▸ Source material
= Beginning of Section =

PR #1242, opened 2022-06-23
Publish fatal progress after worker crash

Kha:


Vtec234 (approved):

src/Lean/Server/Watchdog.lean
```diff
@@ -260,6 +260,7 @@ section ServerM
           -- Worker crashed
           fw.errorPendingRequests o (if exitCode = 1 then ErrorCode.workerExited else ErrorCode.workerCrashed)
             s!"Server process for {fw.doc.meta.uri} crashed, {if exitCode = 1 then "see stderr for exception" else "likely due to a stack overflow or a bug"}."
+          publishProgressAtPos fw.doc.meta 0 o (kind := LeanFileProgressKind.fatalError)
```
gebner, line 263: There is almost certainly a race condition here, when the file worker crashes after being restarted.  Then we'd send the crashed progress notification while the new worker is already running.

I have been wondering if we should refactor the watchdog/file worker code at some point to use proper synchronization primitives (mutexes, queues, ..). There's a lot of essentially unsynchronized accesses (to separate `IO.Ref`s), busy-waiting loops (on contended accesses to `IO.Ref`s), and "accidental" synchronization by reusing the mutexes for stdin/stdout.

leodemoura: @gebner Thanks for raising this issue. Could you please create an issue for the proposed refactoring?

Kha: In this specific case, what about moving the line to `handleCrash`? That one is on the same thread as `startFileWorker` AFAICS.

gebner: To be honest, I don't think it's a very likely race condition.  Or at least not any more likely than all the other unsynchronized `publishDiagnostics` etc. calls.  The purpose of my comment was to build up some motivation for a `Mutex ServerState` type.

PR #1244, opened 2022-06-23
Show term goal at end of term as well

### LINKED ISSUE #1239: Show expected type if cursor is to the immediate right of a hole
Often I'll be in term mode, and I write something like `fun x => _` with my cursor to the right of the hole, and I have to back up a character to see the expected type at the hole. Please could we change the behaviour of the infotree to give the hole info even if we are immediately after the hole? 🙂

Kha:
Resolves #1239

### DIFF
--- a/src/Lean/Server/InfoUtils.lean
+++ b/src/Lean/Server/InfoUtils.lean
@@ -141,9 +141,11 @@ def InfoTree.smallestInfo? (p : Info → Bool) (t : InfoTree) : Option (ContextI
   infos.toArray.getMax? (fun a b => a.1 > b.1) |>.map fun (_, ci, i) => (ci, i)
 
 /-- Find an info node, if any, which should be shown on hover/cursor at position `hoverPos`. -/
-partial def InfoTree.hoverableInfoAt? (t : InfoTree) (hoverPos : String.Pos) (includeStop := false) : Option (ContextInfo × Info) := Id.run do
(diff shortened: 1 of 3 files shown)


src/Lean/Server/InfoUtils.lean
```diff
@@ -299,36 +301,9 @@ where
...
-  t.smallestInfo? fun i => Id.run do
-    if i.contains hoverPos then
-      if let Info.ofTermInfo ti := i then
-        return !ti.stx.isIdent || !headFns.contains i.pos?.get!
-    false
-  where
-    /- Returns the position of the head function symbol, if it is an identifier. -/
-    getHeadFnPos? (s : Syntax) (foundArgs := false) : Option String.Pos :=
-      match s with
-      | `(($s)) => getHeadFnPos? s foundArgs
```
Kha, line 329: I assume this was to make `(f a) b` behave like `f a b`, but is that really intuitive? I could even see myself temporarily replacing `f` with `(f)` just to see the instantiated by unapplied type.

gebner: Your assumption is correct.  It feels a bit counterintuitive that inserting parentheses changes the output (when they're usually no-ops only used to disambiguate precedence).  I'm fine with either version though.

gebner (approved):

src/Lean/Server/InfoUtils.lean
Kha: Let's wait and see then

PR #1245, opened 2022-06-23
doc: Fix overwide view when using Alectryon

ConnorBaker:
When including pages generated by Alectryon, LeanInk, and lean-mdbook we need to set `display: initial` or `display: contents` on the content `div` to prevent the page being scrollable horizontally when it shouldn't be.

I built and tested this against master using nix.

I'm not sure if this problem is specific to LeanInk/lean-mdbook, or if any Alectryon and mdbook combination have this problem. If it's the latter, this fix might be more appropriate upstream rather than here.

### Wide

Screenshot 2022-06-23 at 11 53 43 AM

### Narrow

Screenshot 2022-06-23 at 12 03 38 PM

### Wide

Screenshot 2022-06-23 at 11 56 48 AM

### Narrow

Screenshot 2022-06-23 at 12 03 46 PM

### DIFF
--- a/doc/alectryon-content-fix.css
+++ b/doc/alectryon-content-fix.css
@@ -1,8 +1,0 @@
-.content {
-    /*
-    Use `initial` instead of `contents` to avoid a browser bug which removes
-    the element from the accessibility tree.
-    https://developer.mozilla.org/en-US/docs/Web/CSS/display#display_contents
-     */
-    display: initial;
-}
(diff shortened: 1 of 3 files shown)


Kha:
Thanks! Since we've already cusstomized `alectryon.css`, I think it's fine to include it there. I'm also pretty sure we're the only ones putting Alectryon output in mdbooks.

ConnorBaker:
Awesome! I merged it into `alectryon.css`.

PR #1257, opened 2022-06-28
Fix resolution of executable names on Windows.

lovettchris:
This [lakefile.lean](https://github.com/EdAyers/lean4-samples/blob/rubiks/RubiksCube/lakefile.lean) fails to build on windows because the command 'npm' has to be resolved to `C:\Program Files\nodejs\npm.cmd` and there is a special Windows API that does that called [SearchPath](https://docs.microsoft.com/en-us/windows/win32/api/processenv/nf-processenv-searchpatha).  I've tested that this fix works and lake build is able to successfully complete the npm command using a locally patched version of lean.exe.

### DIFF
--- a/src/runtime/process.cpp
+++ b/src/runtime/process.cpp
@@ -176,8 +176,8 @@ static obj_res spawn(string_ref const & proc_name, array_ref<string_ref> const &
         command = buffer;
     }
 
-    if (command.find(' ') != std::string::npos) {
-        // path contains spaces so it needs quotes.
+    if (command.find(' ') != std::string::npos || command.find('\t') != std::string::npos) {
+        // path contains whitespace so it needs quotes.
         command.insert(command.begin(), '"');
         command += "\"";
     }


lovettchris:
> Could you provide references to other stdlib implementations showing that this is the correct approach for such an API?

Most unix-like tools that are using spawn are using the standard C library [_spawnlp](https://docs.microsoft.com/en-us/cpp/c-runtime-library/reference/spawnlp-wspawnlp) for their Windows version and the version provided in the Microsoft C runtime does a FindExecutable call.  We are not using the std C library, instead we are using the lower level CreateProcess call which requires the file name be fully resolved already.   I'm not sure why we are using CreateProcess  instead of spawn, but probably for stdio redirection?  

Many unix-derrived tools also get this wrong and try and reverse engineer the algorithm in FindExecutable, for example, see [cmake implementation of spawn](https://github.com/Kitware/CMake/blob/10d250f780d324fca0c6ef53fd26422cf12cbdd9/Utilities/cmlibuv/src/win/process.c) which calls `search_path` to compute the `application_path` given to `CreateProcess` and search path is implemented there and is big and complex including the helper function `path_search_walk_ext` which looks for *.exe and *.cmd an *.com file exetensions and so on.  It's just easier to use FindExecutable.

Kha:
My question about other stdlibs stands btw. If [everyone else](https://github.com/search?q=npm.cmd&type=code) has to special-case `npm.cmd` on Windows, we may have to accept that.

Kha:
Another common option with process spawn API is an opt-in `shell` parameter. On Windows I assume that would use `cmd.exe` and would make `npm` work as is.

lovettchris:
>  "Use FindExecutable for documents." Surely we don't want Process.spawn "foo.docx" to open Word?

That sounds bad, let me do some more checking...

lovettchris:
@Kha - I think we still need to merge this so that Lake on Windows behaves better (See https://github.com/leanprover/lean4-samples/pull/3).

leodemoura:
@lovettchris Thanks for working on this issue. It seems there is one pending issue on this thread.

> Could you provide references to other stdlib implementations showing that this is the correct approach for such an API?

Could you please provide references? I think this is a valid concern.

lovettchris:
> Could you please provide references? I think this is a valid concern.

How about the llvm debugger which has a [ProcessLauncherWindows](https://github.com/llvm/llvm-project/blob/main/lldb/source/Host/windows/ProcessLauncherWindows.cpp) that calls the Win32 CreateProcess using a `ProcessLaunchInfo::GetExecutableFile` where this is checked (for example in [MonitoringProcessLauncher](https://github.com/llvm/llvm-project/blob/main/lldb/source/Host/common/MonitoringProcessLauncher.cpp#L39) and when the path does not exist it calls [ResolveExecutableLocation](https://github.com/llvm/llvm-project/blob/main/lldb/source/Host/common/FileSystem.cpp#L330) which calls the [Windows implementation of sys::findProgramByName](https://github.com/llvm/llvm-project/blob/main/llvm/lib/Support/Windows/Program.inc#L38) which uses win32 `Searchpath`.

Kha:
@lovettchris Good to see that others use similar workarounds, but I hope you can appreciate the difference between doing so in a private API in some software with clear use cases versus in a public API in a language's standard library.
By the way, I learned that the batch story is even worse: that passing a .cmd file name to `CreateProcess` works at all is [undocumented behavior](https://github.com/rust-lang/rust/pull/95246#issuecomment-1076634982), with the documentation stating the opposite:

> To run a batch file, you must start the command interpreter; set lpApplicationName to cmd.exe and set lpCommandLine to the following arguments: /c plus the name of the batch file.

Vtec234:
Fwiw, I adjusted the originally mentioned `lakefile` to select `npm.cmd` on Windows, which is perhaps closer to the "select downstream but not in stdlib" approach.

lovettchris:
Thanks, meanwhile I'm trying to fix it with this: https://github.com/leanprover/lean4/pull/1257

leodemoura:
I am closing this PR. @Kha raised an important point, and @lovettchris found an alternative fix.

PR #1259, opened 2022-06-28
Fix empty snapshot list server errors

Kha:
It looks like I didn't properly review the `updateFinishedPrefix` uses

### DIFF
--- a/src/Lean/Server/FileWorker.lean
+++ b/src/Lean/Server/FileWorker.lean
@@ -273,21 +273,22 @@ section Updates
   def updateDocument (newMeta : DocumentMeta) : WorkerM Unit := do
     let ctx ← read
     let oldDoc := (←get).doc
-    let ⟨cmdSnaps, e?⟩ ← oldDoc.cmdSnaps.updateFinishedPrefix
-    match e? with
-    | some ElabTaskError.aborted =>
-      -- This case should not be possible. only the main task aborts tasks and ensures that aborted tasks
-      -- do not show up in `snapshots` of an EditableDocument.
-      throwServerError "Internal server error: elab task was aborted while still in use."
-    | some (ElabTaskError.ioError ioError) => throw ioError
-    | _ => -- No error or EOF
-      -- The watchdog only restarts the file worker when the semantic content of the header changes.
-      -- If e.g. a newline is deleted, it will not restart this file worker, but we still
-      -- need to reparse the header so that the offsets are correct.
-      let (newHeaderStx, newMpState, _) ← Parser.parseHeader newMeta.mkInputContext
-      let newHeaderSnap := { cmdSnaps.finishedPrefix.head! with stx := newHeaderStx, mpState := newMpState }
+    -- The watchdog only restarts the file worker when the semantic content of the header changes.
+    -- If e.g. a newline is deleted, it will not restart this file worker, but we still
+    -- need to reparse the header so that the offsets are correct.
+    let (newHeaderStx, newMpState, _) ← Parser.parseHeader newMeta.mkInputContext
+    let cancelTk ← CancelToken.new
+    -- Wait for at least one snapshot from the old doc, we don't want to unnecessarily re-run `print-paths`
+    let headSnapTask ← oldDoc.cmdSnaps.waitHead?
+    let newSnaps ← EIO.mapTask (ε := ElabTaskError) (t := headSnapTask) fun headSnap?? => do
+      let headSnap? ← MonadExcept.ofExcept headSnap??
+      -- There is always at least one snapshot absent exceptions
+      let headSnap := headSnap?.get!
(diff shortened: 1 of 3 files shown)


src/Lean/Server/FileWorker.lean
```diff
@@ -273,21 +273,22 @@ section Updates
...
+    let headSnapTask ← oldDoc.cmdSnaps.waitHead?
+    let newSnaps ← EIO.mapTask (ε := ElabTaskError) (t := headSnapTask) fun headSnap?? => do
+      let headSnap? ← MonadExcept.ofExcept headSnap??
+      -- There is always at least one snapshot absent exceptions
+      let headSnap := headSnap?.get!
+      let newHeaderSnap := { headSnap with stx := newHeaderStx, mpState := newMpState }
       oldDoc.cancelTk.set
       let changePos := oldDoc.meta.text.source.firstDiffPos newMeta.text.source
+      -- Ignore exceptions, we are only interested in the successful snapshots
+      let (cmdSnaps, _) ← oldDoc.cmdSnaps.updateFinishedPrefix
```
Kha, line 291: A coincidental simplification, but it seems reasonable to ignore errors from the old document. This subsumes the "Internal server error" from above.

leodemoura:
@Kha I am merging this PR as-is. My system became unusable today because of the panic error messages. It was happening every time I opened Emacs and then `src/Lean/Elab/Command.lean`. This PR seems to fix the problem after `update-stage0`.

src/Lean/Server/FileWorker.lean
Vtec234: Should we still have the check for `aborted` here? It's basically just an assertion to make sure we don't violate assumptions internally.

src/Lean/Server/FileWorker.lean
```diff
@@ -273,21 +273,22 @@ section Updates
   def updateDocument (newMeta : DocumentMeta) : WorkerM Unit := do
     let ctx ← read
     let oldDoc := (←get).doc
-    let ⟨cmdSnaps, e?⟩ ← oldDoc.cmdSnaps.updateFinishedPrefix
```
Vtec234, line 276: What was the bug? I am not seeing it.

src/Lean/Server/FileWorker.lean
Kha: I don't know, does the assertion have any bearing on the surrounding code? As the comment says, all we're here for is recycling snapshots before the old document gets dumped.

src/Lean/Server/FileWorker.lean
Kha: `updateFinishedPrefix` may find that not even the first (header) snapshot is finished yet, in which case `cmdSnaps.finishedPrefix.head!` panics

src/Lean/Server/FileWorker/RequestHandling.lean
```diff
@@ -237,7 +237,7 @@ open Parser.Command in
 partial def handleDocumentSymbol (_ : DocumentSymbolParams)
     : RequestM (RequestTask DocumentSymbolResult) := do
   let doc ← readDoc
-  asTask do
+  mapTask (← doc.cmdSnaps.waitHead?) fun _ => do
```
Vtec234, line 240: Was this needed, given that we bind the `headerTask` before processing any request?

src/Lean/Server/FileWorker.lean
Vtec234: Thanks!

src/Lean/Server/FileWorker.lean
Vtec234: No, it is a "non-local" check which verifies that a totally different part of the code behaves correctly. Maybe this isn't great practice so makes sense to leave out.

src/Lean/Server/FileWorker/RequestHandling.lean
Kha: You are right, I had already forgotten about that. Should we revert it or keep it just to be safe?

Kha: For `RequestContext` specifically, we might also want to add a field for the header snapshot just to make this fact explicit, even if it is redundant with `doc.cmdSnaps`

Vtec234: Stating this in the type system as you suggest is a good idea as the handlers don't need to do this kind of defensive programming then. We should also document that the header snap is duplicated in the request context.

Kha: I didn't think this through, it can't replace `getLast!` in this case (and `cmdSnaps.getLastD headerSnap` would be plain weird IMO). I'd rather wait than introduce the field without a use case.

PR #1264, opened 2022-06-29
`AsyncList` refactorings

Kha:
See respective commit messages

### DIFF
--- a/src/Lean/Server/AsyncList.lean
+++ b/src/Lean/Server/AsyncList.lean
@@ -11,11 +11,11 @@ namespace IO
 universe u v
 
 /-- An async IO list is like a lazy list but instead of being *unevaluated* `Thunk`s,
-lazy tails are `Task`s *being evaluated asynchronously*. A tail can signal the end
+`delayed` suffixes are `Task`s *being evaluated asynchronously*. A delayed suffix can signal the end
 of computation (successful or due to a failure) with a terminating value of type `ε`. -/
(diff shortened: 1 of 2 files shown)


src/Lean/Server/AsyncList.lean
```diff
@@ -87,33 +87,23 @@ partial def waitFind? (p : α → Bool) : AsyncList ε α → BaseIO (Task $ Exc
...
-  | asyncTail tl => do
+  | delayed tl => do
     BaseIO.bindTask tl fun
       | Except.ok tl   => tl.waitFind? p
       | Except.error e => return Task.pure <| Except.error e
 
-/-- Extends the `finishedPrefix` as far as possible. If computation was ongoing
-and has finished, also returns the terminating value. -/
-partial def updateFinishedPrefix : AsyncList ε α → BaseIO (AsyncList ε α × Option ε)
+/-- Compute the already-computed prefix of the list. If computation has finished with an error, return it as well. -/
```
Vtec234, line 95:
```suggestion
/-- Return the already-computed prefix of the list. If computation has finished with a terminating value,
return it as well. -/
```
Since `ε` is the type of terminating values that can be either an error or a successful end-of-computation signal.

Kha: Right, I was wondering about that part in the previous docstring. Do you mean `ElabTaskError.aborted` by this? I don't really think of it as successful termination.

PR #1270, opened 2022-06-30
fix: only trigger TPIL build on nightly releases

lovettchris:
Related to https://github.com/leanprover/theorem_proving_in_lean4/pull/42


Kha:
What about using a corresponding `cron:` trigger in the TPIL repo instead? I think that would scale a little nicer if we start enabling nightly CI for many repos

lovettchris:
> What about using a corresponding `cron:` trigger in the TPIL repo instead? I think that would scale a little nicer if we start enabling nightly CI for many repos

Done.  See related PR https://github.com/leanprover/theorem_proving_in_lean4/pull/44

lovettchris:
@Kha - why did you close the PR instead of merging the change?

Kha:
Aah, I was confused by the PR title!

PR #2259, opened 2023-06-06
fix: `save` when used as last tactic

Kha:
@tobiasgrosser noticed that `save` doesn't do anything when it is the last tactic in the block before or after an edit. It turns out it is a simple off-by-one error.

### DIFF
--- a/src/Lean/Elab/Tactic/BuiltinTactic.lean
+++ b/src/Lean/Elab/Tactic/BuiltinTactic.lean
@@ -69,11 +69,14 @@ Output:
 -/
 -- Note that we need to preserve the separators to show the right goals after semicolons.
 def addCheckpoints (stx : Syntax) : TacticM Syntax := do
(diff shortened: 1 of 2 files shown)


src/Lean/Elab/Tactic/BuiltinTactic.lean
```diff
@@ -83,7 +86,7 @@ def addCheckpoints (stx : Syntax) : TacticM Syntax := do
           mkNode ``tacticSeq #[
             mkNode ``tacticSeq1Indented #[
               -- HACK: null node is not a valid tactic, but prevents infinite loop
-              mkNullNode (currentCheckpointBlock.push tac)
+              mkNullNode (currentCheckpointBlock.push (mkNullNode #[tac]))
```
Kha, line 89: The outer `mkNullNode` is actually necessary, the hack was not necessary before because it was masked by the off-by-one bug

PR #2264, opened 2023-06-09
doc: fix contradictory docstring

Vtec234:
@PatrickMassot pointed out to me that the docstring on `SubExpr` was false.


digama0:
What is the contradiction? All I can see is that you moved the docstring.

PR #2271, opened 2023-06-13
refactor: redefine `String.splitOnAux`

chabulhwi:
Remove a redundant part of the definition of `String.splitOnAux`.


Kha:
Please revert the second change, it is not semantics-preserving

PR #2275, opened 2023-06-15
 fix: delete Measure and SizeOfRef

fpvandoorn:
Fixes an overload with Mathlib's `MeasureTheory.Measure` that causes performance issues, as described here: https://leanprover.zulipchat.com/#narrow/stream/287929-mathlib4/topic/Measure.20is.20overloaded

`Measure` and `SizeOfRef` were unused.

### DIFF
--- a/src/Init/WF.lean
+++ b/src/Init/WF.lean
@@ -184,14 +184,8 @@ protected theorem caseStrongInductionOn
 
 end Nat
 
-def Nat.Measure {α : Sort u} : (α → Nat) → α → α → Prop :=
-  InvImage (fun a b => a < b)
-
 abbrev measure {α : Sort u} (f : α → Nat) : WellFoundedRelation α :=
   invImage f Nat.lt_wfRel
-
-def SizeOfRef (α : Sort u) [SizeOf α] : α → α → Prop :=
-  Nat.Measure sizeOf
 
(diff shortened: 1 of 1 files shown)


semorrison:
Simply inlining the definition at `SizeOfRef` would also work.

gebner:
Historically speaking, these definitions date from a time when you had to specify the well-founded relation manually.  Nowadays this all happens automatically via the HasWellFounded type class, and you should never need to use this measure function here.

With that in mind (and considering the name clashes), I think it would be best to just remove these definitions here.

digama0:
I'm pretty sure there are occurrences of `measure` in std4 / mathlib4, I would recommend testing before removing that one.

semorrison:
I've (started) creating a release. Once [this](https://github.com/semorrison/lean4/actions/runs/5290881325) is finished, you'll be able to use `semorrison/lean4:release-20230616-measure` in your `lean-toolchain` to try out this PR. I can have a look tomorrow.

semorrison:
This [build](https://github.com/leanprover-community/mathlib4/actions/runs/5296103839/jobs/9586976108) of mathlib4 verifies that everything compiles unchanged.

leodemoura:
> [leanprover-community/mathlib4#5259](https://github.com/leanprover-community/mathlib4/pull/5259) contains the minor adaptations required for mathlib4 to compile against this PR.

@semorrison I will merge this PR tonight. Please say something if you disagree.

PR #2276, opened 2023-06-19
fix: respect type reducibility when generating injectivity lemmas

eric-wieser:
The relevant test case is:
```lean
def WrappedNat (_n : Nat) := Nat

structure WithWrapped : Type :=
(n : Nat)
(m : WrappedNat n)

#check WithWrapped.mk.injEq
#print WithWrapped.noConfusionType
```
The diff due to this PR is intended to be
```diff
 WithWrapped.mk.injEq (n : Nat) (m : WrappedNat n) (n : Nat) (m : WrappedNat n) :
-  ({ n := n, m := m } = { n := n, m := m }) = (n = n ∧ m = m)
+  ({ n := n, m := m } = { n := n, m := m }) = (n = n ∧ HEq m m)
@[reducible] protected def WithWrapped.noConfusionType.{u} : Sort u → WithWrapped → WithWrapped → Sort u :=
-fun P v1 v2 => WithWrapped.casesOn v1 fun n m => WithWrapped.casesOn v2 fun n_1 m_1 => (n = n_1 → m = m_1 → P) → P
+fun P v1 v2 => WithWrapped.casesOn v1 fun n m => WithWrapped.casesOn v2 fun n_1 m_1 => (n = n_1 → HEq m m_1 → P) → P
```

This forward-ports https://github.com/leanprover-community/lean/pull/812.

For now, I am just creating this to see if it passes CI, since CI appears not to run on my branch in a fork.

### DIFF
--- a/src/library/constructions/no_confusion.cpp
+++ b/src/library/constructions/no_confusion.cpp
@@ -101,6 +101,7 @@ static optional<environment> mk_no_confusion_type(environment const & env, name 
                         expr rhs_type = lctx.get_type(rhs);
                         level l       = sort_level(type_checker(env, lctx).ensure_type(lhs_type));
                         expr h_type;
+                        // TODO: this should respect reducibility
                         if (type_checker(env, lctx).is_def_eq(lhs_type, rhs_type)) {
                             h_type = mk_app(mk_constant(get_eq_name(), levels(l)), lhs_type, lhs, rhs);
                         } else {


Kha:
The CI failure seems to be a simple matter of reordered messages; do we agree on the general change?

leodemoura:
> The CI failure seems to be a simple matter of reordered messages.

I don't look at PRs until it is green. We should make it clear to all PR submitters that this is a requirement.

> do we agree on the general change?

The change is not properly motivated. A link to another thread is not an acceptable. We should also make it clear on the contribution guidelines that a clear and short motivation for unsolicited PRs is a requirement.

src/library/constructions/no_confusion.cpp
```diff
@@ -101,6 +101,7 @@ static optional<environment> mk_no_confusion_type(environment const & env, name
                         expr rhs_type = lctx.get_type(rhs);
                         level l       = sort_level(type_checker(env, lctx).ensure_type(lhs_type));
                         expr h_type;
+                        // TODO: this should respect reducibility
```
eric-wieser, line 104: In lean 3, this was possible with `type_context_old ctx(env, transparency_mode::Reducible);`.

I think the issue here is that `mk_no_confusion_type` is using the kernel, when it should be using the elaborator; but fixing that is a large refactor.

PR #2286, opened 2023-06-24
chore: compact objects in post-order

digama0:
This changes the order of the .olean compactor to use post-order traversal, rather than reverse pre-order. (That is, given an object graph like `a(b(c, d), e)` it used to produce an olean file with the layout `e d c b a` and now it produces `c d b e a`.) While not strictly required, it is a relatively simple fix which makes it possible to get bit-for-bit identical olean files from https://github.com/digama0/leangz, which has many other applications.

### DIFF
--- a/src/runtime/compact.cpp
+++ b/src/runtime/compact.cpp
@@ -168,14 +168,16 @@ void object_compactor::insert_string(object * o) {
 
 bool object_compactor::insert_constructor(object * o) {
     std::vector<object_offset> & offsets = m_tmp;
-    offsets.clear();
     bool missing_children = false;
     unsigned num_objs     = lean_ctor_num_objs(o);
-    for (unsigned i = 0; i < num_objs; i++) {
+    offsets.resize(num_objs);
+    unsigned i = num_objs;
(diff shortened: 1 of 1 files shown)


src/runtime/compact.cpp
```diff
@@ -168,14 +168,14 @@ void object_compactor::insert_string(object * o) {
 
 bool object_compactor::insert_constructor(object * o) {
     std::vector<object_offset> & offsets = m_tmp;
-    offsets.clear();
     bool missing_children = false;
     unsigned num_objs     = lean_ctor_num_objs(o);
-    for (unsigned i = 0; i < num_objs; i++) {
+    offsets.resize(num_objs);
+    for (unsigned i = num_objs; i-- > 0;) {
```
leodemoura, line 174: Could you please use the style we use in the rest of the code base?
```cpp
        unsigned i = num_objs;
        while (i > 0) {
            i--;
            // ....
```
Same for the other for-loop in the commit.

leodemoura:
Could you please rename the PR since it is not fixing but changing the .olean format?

= End of Section =

▸ What you will do
Return only the lines between the one holding "better (See https://github.com/leanprover/lean4-samples/pull/3)." and the one holding "on this thread.", inclusive, exactly as they appear above.

▸ Task answer
@Kha - I think we still need to merge this so that Lake on Windows behaves better (See https://github.com/leanprover/lean4-samples/pull/3).

leodemoura:
@lovettchris Thanks for working on this issue. It seems there is one pending issue on this thread.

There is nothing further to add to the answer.